I now clearly realize that this bias against the song, treating it as folk rock, soft rock, or something else, was really stupid. The keyboard is straight from Little Richard or Jerry Lee Lewis, while the deep baritone as occasional second voice (as with "out of the car, long-hair") is straight doo-wop. The saxophone fill and then Loggins' own guitar solo bridging the verses could be Chicago or Blood, Sweat and Tears (if tears left would we have had the duo, Blood & Sweat, by the way?). The lyrics are classic anti-establishment: drive-ins, backseats, and implied smooching.  I now realize I have been guilty of judging the books by their covers.

You can't blame me, as the cover really wasn't helping. The look of the singer-songwriter duos are cringe-worthy even in a pre-MTV era. The cover of Loggins & Messina, the album from which "Your Momma Don't Dance" comes from, shows guys in sweater vests, hardly the dress of the dangerous rock and roll they sing about:

Might as well have been Simon and Garfunkel (the turtlenecks always a nice touch):

Or, Seals & Croft (or at least one of them; the other guy might pass as Eric Bloom from Blue Öyster Cult or Jeff Lynne from Electric Light Orchestra);

Sweaters, hell, WOOL, ain't rock and roll boys. Not just 1970s R&R, where leather is emerging as the fabric of choice, but even, if we give L&M credit for their homage to Jerry Lee Lewis and friends, for 1950s style, where wide-shouldered jackets might compete with leather jackets. "Where do you go/to buy your clothes?" I sing.

Maybe Kenny Loggins figured it out, breaking away from poor Messina, to have huge pop-rock hits in major movies with "I'm Alright" and "Footloose."  To be the soundtrack for a cinematic version of basically, "Your Momma don't dance and your Daddy don't rock and roll" in Footloose, Loggins should have been saved from the-look-don't-match-the-lyric syndrome, but, damn, he had to go and lose his long hair at the same time he shed his sweater.

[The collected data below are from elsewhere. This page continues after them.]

PR #664, opened 2026-07-23
feat(pal): shared net/tls PAL for non-HTTP socket protocols

TharmiganK:
Depends on: https://github.com/ballerina-nutcracker/ballerina/pull/656

## Summary

Adds a `pal.Net` surface (`Dial`/`Listen`/`DialPacket`/`ListenPacket`) to the Platform Adaptation Layer for raw TCP/UDP(+TLS) socket access, alongside a `tls.go` that extracts the TLS-config assembly previously inlined in `NewHTTPClient` so it's shared between the HTTP client and the new raw socket path.

- `pal.Net.Dial` — dial a TCP connection, optionally bound to a local address, optionally upgraded to TLS before returning
- `pal.Net.Listen` — bind a TCP listener, optionally wrapped in TLS; caller owns the accept loop
- `pal.Net.DialPacket` / `pal.Net.ListenPacket` — connected/unconnected datagram (UDP) sockets
- `buildTLSConfig` extracted out of `NewHTTPClient` into `tls.go` so both HTTP and the new socket path share one TLS-config assembly path
- `tlsVerifyConnectionWithCNFallback` now takes an explicit `expectedServerName` instead of reading `tls.ConnectionState.ServerName`, since Go never sends SNI for IP-literal dials — hostname verification would otherwise always fail against a bare IP address

## Why

This is the base branch for the `ballerina/tcp`, `ballerina/udp`, and `ballerina/ldap` stdlibs — all non-HTTP wire protocols that need raw socket access rather than `pal.HTTP`. Landing the PAL surface on its own keeps those stdlib PRs focused on protocol logic instead of platform plumbing, and lets them share one TLS-config implementation instead of each reinventing it.

## Note on test coverage

This PR only introduces the `pal.Net` interface and its native-CLI implementation — there are no `tcp`/`udp`/`ldap` stdlib callers yet, so there's nothing to drive it through corpus tests. Coverage is intentionally deferred to the `ballerina/tcp`, `ballerina/udp`, and `ballerina/ldap` implementation PRs, which will exercise `Dial`/`Listen`/`DialPacket`/`ListenPacket` (and the shared TLS path) end-to-end via their own corpus tests.

## Test plan

- [x] `go build ./...`
- [x] `go test ./...`

## Summary by CodeRabbit

- **New Features**
  - Added native networking support for TCP, TLS, and datagram connections, including dialing and listening.
  - Added support for configuring TLS connections with custom certificates, client authentication, protocol versions, and cipher suites.

- **Bug Fixes**
  - Improved TLS hostname verification, including safer handling when certificates lack subject alternative names.
  - Invalid TLS certificate configuration now reports an error instead of silently falling back.
  - Prevented invalid or excessively large sleep durations from causing runtime errors or unexpected behavior.

### DIFF
--- a/lib/langlibs/go/lang.runtime/runtime.go
+++ b/lib/langlibs/go/lang.runtime/runtime.go
@@ -17,6 +17,7 @@
 package langruntime
 
 import (
+	"math"
 	"time"
 
 	"github.com/ballerina-nutcracker/ballerina/decimal"
@@ -32,7 +33,7 @@ const (
 
 func runtimeSleep(ctx *extern.Context, args []values.BalValue) (values.BalValue, error) {
 	seconds := args[0].(*decimal.Decimal)
-	dur := time.Duration(seconds.Float64() * float64(time.Second))
+	dur := secondsToSleepDuration(seconds.Float64())
 	deadline := ctx.Env.Platform.Time.MonotonicNow() + dur
 	// Hand the thread back on every pass, the same way the wait actions poll
 	// (see waitAllFutures). Blocking on a timer between yields would hold this
@@ -46,6 +47,23 @@ func runtimeSleep(ctx *extern.Context, args []values.BalValue) (values.BalValue,
 
 func initRuntimeModule(rt *runtime.Runtime) {
 	runtime.RegisterExternFunction(rt, orgName, moduleName, "sleep", runtimeSleep)
+}
+
+// secondsToSleepDuration converts a duration given in seconds to a
+// time.Duration, clamping non-finite and out-of-int64-range results
+// (reachable from decimal's much wider value range) to the max
+// representable duration instead of relying on the platform-specific
+// float-to-int64 overflow behavior. Non-positive and NaN durations pass
+// through as a no-op, same as time.Sleep's own documented behavior.
+func secondsToSleepDuration(seconds float64) time.Duration {
+	nanos := seconds * float64(time.Second)
+	if math.IsNaN(nanos) || nanos <= 0 {
+		return 0
+	}
+	if nanos >= math.MaxInt64 {
+		return math.MaxInt64
+	}
+	return time.Duration(nanos)
 }
 
 func init() {
--- a/platform/pal/platform.go
+++ b/platform/pal/platform.go
@@ -26,6 +26,7 @@ package pal
 import (
 	"context"
 	"io"
+	"net"
 	"net/http"
 	"time"
 )
@@ -54,6 +55,7 @@ type (
 		OS      OS
 		Time    Time
 		HTTP    HTTP
+		Net     Net
 		Signals SignalSource
 	}
 	IO struct {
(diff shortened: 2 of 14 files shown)


lib/langlibs/go/lang.runtime/runtime.go
```diff
@@ -48,6 +49,23 @@ func initRuntimeModule(rt *runtime.Runtime) {
...
+// representable duration instead of relying on the platform-specific
+// float-to-int64 overflow behavior. Non-positive and NaN durations pass
+// through as a no-op, same as time.Sleep's own documented behavior.
+func secondsToSleepDuration(seconds float64) time.Duration {
+	nanos := seconds * float64(time.Second)
+	if math.IsNaN(nanos) || nanos <= 0 {
+		return 0
+	}
+	if nanos >= math.MaxInt64 {
+		return math.MaxInt64
```
warunalakshitha, line 64: shall we add a test for this

platform/pal/platform.go
```diff
@@ -83,6 +85,27 @@ type (
 		Now          func() time.Time
 		MonotonicNow func() time.Duration
 	}
+	// Net abstracts raw TCP(+TLS) socket dialing and listening for non-HTTP
+	// wire protocols (e.g. ldap, tcp). HTTP-based stdlibs must keep using
+	// pal.HTTP instead.
+	Net struct {
```
warunalakshitha, line 91: Lets get stdlib team feedback on API as well, naming etc.

warunalakshitha:
Shall we add some tests for pal native impl

platform/pal/platform.go
TharmiganK: @daneshk Can you please review?

TharmiganK:
> Shall we add some tests for pal native impl

The tests for net PAL will be added with the tcp, udp, ldap library implementation

lib/langlibs/go/lang.runtime/runtime.go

Of course, this all pales to recording and then releasing "House At Pooh Corner." There is no recovery from that.

What I am really discovering through this song series is that I owe a lot of apologies to artists over the years, even if they have no clue who I am and couldn't care less about my opinions of them. "Your Momma Don't Dance" is a pretty good rock song. I suppose if they had called themselves something else, perhaps Loggina or Messins, I might have been able to overlook my inherent bias to all singer-songwriter duos. Sorry, guys. Now get back to your reunion tour and buy some new sweaters.

Loggins & Messina. "Your Momma Don't Dance." Loggins & Messina. Columbia, 1972. Link here.

Day 253: Talking Heads "The Great Curve"

Day 255: Radiohead "Creep"

Unfinished list here.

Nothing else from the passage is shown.